2021 wildfire in Northern California

The Lava Fire was a wildfire that burned 26409 acre along the slopes of Mount Shasta near Weed, California during the 2021 California wildfire season. The fire started on June 25, 2021 and was fully contained on September 3, 2021. The fire destroyed 23 buildings, including 14 houses, as well as damaged an additional building.

== Progression ==

The Lava Fire was first reported on June 25, 2021 at around 7:45 am PST. The fire grew relatively slowly over the following few days, being reported at 1,446 acre on June 28. However, the fire grew much more rapidly over the next several days, reaching over 13,000 acre the next day and over 23,800 acre by July 2. The growth was fueled by strong winds and dry vegetation amid an ongoing drought and a heat wave. Growth slowed after July 2, with the fire reaching 25,003 acre by July 8.

Sometime before June 30, 2021, the Lava Fire damaged a Union Pacific railroad trestle near Mount Shasta, California, significantly disrupting rail traffic on the west coast, including Amtrak's Coast Starlight service.

=== Cause ===
The cause of the fire is believed to be due to lightning.

=== Containment ===
Firefighters focused on securing the southern and western edges of the fire to protect populated areas like Weed, Mt. Shasta, Mount Shasta Vista, and Big Spring. Their containment efforts were hampered by extreme heat, difficult terrain, poor road access to the fire, and poor access to water resources. The fire reached 77% percent containment by July 15, 2021.

The fire was reported fully contained on September 3, 2021.

== Effects ==
=== Closures and evacuations ===
At least a few thousand people living near the foot of Mount Shasta were forced to flee their homes, including people in Lake Shastina, Juniper Valley, and the Mount Shasta Vista subdivision.
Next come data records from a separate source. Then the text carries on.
PR #666, opened 2016-06-03
Fixed unit error in the solute radius

yunsiechung:
There was a unit error in the conversion of the solute's McGowan volume to the radius when calculating the solute's diffusivity. The unit of the McGowan volume is cm^3/mol/100, and the unit of the radius should be meter. Therefore, the McGowan volume needs to be divided by Avogadro's number to cancel out mol^-1. There was the same error in the calculation of diffusion rates. 

The two errors canceled out completely so the final values of diffusion rates were not affected at all. But the corrections were made for clarification

### DIFF
--- a/rmgpy/data/solvation.py
+++ b/rmgpy/data/solvation.py
@@ -211,8 +211,9 @@ class SoluteData():
         Get diffusivity of solute using the Stokes-Einstein sphere relation. Radius is 
         found from the McGowan volume.
         """
+        N_a=6.0221409e+23 #Avogadro's number, mol^-1
         k_b = 1.3806488e-23 # m2*kg/s2/K
-        radius = math.pow((75*self.V/3.14159),(1.0/3.0))/100 # in meters
+        radius = math.pow((75*self.V/(3.14159*N_a)),(1.0/3.0))/100 # in meters
         D = k_b*T/6/3.14159/solventViscosity/radius # m2/s
         return D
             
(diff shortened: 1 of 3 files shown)


nickvandewiele:
great catch, @yunsiechung !

I noticed that you use hard-coded constants, eg for avogadro. Could you perhaps import them from the constants module:

```python
# at the import section:
...

foo = bar * constants.Na

```

The less hard-coded constants we have, the better!

yunsiechung:
That's a better idea. I will do that now. Since I don't know whether there are any ways to modify the current, I will just close this and add another pull request using the constants module.
Thanks Nick!

bslakman:
Also check the liquid branch in ReactionMechanismGenerator? I think @goldmanm  and @rwest made some changes regarding this

yunsiechung:
@bslakman Thank you for letting me know. The same corrections were made in the liquid branch. 

Why are these changes not included in master branch? Is there reason why these are kept separately in the liquid branch?

rwest:
See https://github.com/ReactionMechanismGenerator/RMG-Py/compare/liquid
I thought @goldmann was going to make a pull request from this branch, but maybe @yunsiechung would like to instead.  Or I could if you prefer.

yunsiechung:
@rwest  I could make a pull request from this branch after I make some modifications that Nick suggested. I am also trying to learn how to make a pull request, so it would be a good practice for me.
Thank you for help!

PR #669, opened 2016-06-06
Fixed unit error in liquid phase reactions and added diffusionLimiter function

yunsiechung:
The unit error regarding the diffusivity is corrected. 
Also, all the constants, such as pi, Na and kB are all replaced by the values from rmgpy.constants module. 

fixDiffusionLimitedA(T) function is added for liquid phase reactions. When it is enabled, the Pre-exponential factor A is decreased by the diffusion factor evaluated at a reaction temperature. This corrected pre-exponential factor can be used only for isothermal liquid reactions.

### DIFF
--- a/rmgpy/data/solvation.py
+++ b/rmgpy/data/solvation.py
@@ -208,13 +208,16 @@ class SoluteData():
     
     def getStokesDiffusivity(self, T, solventViscosity):
         """
-        Get diffusivity of solute using the Stokes-Einstein sphere relation. Radius is 
-        found from the McGowan volume.
+        Get diffusivity of solute using the Stokes-Einstein sphere relation. 
+        Radius is found from the McGowan volume.
+        solventViscosity should be given in  kg/s/m which equals Pa.s
+        (water is about 9e-4 Pa.s at 25C, propanol is 2e-3 Pa.s)
+        Returns D in m2/s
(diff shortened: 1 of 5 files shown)


rmgpy/data/solvation.py
```diff
@@ -214,9 +215,8 @@ def getStokesDiffusivity(self, T, solventViscosity):
         (water is about 9e-4 Pa.s at 25C, propanol is 2e-3 Pa.s)
         Returns D in m2/s
         """
-        k_b = 1.3806488e-23 # m2*kg/s2/K
-        radius = math.pow((75*self.V/3.14159/6.0221409e23),(1.0/3.0))/100 # in meters, V is in MgGowan volume in cm3/mol/100
-        D = k_b*T/6/3.14159/solventViscosity/radius # m2/s
+        radius = math.pow((75*self.V/constants.pi/constants.Na),(1.0/3.0))/100 # in meters, V is in MgGowan volume in cm3/mol/100
+        D = constants.kB*T/6/3.14159/solventViscosity/radius # m2/s
```
rwest: You still have a 3.14159 here

bslakman:
I changed the variable name to the new name introduced by Nick in db16db82. Will merge once Travis passes.

PR #679, opened 2016-06-13
update the docstring of KineticsFamily.generateReactions

nickvandewiele:
This PR updates the docstring of one method, to reflect that the reactants/products of some reactions may store indices referring to Species objects rather than the Species objects themselves.


rwest:
I think this function returns reactions with `Molecule` objects as reactants and products. The deflating to `Species` and `int` objects happens elsewhere.

PR #680, opened 2016-06-14
Add CoolProp dependency to anaconda build and environment

connie:
Coolprop is a fluids property estimator (http://coolprop.org) and its binary now found on https://anaconda.org/RMG/coolprop

Adding it as a dependency in anticipation for future solvation module reliance on this program.


yunsiechung:
Thanks Connie!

Evacuation efforts were complicated by ongoing tensions between Siskiyou County authorities and the local Hmong communities that operate cannabis farms in the area. One man was shot and killed by police after allegedly brandishing a firearm at authorities at an evacuation checkpoint. Additionally, 14 people were arrested in the Mount Shasta Vista subdivision after refusing to leave amid the evacuation order.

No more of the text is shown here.